PR #4673, opened 2025-12-03
IcePy doc comment updates

externl:
This PR improves the doc comment situation in IcePy, for both the generated docs and editors/linters.

1. Sphinx reads the doc comments from the native extension directly. Its support of stub files doesn't work with our setup.
2. VScode / pylance reads the doc comments from our stub file and does not "fallback" to the native extension. I think it would be able to read the doc comments from the extension, but we need the stub file for the type hints. 

To make both cases happy, I've added doc comments for the re-exported IcePy types to the native extension and the stub file (with the help of Copilot). You can generate types from the extension (using stubgen), but right now they are incomplete, and it breaks the linting. It would be nice to improve this in the future. 

I've additionally added support for linking to the official python docs for python types.

### DIFF
--- a/python/test/Ice/adapterDeactivation/AllTests.py
+++ b/python/test/Ice/adapterDeactivation/AllTests.py
@@ -1,7 +1,7 @@
 # Copyright (c) ZeroC, Inc.
 
 import sys
-from typing import Any
+from typing import Any, cast
 
 from generated.test.Ice.adapterDeactivation import Test
 from TestHelper import TestHelper
@@ -97,7 +97,7 @@ def allTests(helper: TestHelper, communicator: Ice.Communicator) -> Test.TestInt
         # create new connection
         cachedConnection = obj.ice_getCachedConnection()
         assert cachedConnection is not None
-        cachedConnection.close().result()
+        cast(Ice.Future[None], cachedConnection.close()).result()
         obj.ice_ping()
 
         # TODO: compare underlying object adapter objects
@@ -109,7 +109,7 @@ def allTests(helper: TestHelper, communicator: Ice.Communicator) -> Test.TestInt
         # create new connection
         cachedConnection = obj.ice_getCachedConnection()
         assert cachedConnection is not None
-        cachedConnection.close().result()
+        cast(Ice.Future[None], cachedConnection.close()).result()
         obj.ice_ping()
 
         cachedConnection = obj.ice_getCachedConnection()
--- a/python/test/Ice/ami/AllTests.py
+++ b/python/test/Ice/ami/AllTests.py
@@ -158,7 +158,7 @@ def allTests(helper: TestHelper, communicator: Ice.Communicator, collocated: boo
         f = p.startDispatchAsync()
         assert isinstance(f, Ice.InvocationFuture)
         f.sent()  # Ensure the request was sent before we close the connection.
-        closeConnectionFuture = con.close()
+        closeConnectionFuture = cast(Ice.Future[None], con.close())
 
         # give time for startDispatch to start in the server before we call finishDispatch
         time.sleep(0.1)  # 100ms
@@ -181,7 +181,7 @@ def allTests(helper: TestHelper, communicator: Ice.Communicator, collocated: boo
         # Wait until the connection is gracefully closed.
         con = p.ice_getCachedConnection()
         assert con is not None
-        con.close().result()
+        cast(Ice.Future[None], con.close()).result()
         test(closeConnectionFuture.done())
 
         print("ok")
@@ -476,7 +476,7 @@ def allTestsFuture(helper: TestHelper, communicator: Ice.Communicator, collocate
         # Wait until the connection is gracefully closed.
         con = b1.ice_getConnection()
         assert con is not None
-        con.close().result()
+        cast(Ice.Future[None], con.close()).result()
         cb = FutureFlushCallback()
         f = b1.ice_flushBatchRequestsAsync()
         assert isinstance(f, Ice.InvocationFuture)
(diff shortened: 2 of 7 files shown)


python/python/IcePy-stubs/__init__.pyi
```diff
@@ -198,26 +533,15 @@ class ObjectPrx:
     def ice_endpointSelection(self, newType: Ice.EndpointSelectionType) -> Self: ...
     def ice_endpoints(self, newEndpoints: tuple[Endpoint, ...] | list[Endpoint]) -> Self: ...
     def ice_facet(self, new_facet: str) -> Self: ...
-    def ice_fixed(self, connection: Connection) -> Self: ...
+    def ice_fixed(self, connection: Ice.Connection) -> Self: ...
```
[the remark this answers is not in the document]
externl: No, we want to be explicit and use the Ice one, not IcePy.

python/modules/IcePy/Connection.cpp
```diff
@@ -591,54 +591,159 @@ connectionThrowException(ConnectionObject* self, PyObject* /*args*/)
...
+     PyDoc_STR("abort() -> None\n\n"
+               "Aborts this connection.")},
+    {"close",
+     reinterpret_cast<PyCFunction>(connectionClose),
+     METH_NOARGS,
+     PyDoc_STR("close() -> Ice.Future[None]\n\n"
+               "Starts a graceful closure of this connection once all outstanding invocations have completed.\n\n"
+               "Returns\n"
+               "-------\n"
+               "Ice.Future[None]\n"
```
pepone: The method doesn't returns always return an `Ice.Future`, it calls `wrapFuture` which can return another future type. Can we use `Awaitable[None]` like for Python code?

This is true for other methods that return futures, we always call `wrapFuture`.

python/modules/IcePy/Connection.cpp
```diff
@@ -591,54 +591,159 @@ connectionThrowException(ConnectionObject* self, PyObject* /*args*/)
...
      METH_VARARGS,
-     PyDoc_STR("setAdapter(Ice.ObjectAdapter) -> None")},
+     PyDoc_STR("setAdapter(adapter: Ice.ObjectAdapter | None) -> None\n\n"
+               "Associates an object adapter with this connection.\n\n"
+               "When a connection receives a request, it dispatches this request using\n"
+               "its associated object adapter. If the associated object adapter is None,\n"
+               "the connection rejects any incoming request with an ObjectNotExistException.\n\n"
+               "Parameters\n"
+               "----------\n"
+               "adapter : Ice.ObjectAdapter or None\n"
```
pepone, line 638:
```suggestion
               "adapter : Ice.ObjectAdapter | None\n"
```

Don't we use the same syntax in both places, the type hint and the doc comment?

python/python/Ice/IcePyTypes.py
```diff
@@ -0,0 +1,61 @@
...
+    "OpaqueEndpointInfo",
+    "SSLConnectionInfo",
+    "SSLEndpointInfo",
+    "TCPConnectionInfo",
+    "TCPEndpointInfo",
+    "UDPConnectionInfo",
+    "UDPEndpointInfo",
+    "WSConnectionInfo",
+    "WSEndpointInfo",
+    "currentEncoding",
```
bernardnormier, line 51: Starting with currentEncoding: I don't see the point of reexporting or documenting any of these symbols in Python, with the exception of `loadSlice, `intVersion` and `stringVersion`.

In particular, all the Protocol symbols are totally useless: the protocol is always "1.0".

python/python/Ice/ObjectPrx.py
```diff
@@ -870,14 +871,14 @@ def ice_getConnectionId(self) -> str:
         """
         return super().ice_getConnectionId()
 
-    def ice_fixed(self, connection: IcePy.Connection) -> Self:
+    def ice_fixed(self, connection: Connection) -> Self:
```
bernardnormier, line 874: This update is because IcePy.Connection is reexported as Ice.Connection?

python/modules/IcePy/Init.cpp
```diff
@@ -222,29 +236,30 @@ static PyMethodDef methods[] = {
...
-         "loadSlice(args: list[str]) -> None\\n\\n"
-         "Dynamically loads Slice definitions from one or more files and generates the corresponding Python code.\\n\\n"
-         "Parameters\\n"
-         "----------\\n"
-         "args : list[str]\\n"
+         "loadSlice(args: list[str]) -> None\n\n"
+         "Dynamically loads Slice definitions from one or more files and generates the corresponding Python code.\n\n"
+         "Parameters\n"
+         "----------\n"
+         "args : list[str]\n"
```
pepone, line 229: We should describe args

python/python/IcePy-stubs/__init__.pyi
```diff
@@ -49,30 +98,204 @@ class Communicator:
...
+
+        Parameters
+        ----------
+        compress : Ice.CompressBatch
+            Specifies whether or not the queued batch requests should be
+            compressed before being sent over the wire.
+
+        Returns
+        -------
+        Ice.Future[None]
```
pepone: use Awaitable like in the return type.

python/python/IcePy-stubs/__init__.pyi
```diff
@@ -101,33 +358,90 @@ class Endpoint:
     def __ne__(self, other: object) -> bool: ...
 
 class EndpointInfo:
+    """
+    Base class for all endpoint info classes.
+
+    Provides access to the endpoint details. Endpoint info classes are
+    used to get information about the endpoints that a connection or
+    proxy uses.
```
pepone: Any reason to not use 120 line length here?

externl: nope.

python/python/Ice/__init__.py
```diff
@@ -69,6 +40,34 @@
...
+    SSLEndpointInfo,
+    TCPConnectionInfo,
+    TCPEndpointInfo,
+    UDPConnectionInfo,
+    UDPEndpointInfo,
+    WSConnectionInfo,
+    WSEndpointInfo,
+    currentEncoding,
+    currentProtocol,
+    currentProtocolEncoding,
```
InsertCreativityHere, line 62: Also, just because we were talking about it, do these things need to be in this list?

Maybe I'm misunderstanding what this is, but it looks like we're re-exporting IcePy types into the Ice module?

externl: Yes, we are!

● **Work instruction**
Would you transcribe, unchanged, every line of the material from the one containing "Maybe I'm misunderstanding" to the very end, including both, and nothing else?

● **Output of the exercise**
Maybe I'm misunderstanding what this is, but it looks like we're re-exporting IcePy types into the Ice module?

externl: Yes, we are!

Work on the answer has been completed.